> _HOW TO COMPLETE THIS TASK_: Tally the lines in the data that follows that include the word "after", and report nothing but the total.

> _EXTRACTED DATA_:
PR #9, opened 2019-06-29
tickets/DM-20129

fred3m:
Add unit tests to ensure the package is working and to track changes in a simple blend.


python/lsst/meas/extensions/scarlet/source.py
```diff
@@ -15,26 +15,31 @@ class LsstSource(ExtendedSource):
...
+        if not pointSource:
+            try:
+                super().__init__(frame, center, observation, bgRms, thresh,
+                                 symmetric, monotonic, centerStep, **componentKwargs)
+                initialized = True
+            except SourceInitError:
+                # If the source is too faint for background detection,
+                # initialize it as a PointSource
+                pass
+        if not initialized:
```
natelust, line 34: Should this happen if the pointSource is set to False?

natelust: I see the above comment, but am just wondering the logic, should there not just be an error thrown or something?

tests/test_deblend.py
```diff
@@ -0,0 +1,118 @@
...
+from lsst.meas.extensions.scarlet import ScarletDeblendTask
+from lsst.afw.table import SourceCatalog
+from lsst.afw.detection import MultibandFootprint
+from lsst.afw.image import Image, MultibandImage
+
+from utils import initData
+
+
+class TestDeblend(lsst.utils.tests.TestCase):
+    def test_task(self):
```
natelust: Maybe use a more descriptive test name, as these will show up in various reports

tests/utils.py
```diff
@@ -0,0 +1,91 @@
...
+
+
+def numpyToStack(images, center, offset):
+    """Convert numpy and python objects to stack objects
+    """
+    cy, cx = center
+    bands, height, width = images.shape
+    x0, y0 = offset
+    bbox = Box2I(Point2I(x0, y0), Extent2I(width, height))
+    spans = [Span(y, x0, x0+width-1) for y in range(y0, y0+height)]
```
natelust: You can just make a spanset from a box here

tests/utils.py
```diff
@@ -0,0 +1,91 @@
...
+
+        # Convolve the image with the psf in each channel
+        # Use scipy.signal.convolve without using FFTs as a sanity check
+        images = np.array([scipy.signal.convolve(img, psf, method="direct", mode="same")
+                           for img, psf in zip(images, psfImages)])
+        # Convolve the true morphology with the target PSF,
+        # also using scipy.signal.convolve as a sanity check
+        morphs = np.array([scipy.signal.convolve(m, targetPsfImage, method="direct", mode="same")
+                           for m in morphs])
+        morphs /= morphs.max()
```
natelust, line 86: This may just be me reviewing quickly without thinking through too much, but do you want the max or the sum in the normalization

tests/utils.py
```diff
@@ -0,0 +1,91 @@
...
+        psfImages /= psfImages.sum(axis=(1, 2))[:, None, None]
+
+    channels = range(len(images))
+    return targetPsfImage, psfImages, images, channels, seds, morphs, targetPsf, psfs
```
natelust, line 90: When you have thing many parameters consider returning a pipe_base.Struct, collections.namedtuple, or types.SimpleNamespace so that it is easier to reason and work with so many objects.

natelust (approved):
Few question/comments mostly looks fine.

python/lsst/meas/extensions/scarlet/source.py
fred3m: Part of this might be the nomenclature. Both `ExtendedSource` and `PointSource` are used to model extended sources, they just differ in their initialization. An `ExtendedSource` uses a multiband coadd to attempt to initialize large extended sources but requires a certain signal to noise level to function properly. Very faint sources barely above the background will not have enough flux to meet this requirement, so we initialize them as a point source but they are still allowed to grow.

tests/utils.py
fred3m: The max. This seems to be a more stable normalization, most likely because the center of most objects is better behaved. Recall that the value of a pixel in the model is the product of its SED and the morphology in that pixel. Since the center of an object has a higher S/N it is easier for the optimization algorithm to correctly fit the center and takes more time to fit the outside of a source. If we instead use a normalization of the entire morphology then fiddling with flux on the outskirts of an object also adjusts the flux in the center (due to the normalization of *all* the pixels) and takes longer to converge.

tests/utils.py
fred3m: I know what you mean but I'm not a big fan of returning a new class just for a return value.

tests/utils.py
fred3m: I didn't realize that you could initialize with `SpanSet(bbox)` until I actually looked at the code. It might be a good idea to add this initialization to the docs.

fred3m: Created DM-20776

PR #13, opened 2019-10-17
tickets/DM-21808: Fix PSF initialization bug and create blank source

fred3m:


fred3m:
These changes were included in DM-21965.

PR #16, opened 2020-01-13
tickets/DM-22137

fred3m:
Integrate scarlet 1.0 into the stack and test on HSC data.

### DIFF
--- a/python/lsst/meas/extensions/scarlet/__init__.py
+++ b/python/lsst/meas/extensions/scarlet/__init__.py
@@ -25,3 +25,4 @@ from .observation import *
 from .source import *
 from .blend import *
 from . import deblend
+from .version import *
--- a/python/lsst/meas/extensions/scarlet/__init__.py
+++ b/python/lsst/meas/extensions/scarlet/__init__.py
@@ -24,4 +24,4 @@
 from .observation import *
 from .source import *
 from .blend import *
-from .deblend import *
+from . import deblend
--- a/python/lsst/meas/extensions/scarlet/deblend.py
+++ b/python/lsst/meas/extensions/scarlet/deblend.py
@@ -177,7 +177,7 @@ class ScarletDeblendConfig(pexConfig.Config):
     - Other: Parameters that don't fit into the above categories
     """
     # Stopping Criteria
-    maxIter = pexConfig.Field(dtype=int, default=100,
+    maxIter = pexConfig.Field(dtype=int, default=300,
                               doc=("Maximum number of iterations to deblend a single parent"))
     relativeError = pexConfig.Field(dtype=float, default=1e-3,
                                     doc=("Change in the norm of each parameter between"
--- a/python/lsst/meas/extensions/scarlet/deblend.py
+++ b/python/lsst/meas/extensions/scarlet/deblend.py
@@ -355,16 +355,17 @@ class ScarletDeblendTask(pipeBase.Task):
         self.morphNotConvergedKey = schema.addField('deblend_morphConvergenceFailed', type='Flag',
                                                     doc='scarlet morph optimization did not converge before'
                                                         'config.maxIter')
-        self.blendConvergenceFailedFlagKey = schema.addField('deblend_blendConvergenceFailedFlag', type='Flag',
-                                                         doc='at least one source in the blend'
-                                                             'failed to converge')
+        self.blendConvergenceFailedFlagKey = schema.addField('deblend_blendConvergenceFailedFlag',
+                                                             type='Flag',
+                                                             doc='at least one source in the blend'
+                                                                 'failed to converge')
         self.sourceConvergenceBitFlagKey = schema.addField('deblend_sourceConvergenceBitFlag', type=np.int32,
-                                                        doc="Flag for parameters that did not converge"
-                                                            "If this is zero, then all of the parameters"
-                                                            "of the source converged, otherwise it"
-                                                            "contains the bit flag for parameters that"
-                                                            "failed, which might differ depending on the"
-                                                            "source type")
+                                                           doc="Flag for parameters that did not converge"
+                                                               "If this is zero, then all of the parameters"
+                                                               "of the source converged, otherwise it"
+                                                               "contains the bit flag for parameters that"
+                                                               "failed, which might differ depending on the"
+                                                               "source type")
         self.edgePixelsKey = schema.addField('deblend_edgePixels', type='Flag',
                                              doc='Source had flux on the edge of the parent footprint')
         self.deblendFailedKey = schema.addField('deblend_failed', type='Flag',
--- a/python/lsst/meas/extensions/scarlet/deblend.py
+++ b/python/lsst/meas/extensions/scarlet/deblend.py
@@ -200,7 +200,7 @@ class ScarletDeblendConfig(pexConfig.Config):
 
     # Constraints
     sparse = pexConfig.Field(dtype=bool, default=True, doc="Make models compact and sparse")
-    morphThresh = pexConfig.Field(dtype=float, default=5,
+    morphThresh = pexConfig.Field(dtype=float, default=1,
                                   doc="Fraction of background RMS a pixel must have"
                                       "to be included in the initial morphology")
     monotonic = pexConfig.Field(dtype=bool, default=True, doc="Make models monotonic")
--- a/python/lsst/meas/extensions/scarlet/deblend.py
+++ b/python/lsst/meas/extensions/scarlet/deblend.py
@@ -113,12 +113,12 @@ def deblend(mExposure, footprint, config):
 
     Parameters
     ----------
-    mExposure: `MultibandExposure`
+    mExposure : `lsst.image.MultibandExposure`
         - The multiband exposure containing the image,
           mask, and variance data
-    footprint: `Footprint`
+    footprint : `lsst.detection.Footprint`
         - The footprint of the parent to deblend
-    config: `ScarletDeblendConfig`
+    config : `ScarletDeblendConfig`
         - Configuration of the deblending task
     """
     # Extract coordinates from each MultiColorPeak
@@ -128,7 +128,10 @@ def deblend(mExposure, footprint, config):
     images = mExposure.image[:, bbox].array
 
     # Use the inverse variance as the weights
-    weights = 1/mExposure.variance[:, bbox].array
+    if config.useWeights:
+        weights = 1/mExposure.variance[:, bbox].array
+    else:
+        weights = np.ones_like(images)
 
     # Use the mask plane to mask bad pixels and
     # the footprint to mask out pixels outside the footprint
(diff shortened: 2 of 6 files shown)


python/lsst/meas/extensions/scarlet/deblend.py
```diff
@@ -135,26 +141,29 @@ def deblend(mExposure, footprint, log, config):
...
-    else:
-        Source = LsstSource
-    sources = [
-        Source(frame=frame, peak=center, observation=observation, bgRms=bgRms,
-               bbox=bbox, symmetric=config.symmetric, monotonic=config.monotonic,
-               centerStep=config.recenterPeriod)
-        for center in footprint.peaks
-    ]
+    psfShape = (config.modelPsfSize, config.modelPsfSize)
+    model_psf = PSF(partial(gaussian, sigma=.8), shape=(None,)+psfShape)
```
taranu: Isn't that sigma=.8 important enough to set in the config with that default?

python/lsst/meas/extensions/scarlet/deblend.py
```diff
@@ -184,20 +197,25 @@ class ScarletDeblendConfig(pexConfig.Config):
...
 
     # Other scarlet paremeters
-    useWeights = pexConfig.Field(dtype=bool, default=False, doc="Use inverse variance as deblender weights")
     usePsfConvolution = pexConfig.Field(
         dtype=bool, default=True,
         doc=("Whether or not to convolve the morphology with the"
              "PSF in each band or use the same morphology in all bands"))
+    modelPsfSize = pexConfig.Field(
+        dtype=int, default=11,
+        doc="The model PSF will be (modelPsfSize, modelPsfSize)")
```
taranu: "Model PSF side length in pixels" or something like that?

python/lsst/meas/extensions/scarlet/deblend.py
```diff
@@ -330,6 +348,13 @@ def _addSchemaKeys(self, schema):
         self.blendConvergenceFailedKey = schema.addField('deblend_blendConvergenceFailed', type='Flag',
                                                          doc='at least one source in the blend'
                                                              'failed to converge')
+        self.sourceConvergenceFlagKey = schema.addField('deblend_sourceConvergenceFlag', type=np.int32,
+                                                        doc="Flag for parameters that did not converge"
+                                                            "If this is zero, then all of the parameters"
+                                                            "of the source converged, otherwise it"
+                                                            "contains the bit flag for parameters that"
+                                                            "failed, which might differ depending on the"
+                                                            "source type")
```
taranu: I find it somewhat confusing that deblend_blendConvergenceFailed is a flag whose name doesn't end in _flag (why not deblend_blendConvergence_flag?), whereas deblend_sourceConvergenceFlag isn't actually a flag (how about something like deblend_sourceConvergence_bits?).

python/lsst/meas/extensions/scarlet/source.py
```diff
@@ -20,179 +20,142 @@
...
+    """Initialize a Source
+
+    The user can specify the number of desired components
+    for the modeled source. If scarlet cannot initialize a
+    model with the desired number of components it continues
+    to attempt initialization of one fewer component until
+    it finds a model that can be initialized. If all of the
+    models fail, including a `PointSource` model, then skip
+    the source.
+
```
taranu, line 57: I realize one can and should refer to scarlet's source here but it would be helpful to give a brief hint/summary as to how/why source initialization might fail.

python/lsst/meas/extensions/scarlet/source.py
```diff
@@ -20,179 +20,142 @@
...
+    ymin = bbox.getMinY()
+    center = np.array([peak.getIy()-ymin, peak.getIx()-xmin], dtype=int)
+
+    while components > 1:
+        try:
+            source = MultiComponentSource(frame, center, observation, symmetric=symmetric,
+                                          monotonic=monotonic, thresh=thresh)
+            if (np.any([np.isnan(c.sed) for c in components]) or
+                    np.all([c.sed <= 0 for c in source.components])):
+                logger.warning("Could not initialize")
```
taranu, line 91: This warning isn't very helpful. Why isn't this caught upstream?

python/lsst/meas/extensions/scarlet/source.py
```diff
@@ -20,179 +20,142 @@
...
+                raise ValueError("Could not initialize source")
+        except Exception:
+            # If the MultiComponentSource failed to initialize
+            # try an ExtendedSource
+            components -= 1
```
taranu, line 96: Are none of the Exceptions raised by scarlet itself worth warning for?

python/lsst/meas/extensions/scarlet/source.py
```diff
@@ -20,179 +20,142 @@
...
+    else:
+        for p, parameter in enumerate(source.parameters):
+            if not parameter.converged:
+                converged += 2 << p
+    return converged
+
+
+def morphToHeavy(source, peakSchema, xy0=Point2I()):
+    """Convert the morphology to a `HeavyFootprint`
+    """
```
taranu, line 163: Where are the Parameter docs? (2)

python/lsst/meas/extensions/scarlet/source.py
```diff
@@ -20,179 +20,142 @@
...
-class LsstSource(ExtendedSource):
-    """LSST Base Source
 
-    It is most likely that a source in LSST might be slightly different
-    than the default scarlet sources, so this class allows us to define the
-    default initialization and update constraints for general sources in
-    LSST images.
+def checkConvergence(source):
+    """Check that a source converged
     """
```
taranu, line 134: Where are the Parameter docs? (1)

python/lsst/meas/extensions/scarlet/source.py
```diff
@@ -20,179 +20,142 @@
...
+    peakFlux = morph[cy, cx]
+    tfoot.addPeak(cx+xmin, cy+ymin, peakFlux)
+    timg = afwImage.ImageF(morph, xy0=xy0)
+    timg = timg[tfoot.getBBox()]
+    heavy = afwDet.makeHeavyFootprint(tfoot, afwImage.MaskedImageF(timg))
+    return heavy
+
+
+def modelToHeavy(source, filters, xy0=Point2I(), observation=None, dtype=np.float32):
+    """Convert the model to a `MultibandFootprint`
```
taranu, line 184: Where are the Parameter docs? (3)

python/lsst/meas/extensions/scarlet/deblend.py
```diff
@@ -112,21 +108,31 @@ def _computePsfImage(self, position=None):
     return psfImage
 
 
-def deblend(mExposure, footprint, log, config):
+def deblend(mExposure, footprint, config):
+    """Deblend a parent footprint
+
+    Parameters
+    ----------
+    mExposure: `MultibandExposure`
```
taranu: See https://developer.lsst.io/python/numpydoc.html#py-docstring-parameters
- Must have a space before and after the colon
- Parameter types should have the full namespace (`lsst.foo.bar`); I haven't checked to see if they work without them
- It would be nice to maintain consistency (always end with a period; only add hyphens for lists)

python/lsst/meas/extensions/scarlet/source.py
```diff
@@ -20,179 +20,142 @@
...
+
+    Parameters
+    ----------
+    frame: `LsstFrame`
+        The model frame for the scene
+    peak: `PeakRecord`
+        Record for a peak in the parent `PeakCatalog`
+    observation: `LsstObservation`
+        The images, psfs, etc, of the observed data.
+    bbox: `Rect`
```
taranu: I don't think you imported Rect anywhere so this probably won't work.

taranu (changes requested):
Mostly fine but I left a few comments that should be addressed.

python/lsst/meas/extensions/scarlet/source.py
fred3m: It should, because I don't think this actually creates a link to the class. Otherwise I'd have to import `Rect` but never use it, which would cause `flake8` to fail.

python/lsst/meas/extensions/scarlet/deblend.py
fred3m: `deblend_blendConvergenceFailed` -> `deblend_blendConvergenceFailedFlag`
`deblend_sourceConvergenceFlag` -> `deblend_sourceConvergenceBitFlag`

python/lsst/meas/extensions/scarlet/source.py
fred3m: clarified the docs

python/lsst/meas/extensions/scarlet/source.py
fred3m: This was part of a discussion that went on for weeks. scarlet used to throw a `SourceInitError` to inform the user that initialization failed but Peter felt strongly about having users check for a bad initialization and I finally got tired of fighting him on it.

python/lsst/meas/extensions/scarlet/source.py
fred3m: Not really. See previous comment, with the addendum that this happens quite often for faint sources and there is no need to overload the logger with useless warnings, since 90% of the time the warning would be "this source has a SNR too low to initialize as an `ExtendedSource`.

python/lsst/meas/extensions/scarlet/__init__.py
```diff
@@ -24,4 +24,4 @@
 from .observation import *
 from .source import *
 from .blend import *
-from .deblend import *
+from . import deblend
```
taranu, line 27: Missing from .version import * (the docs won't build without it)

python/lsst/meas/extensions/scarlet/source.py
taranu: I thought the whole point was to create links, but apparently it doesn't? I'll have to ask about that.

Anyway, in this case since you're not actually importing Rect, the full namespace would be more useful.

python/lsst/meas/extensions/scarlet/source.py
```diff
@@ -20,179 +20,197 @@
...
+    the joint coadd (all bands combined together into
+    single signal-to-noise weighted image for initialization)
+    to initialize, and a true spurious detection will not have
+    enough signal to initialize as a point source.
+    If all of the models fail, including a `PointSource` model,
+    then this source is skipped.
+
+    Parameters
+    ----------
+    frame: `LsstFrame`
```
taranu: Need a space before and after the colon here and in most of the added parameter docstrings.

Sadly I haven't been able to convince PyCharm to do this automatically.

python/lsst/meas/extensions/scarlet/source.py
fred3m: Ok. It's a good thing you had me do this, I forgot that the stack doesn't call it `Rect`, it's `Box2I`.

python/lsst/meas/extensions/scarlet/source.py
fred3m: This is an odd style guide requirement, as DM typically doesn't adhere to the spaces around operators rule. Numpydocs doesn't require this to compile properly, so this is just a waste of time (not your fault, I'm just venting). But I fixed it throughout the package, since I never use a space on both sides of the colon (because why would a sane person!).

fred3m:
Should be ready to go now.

> _WRITTEN ANSWER_: 2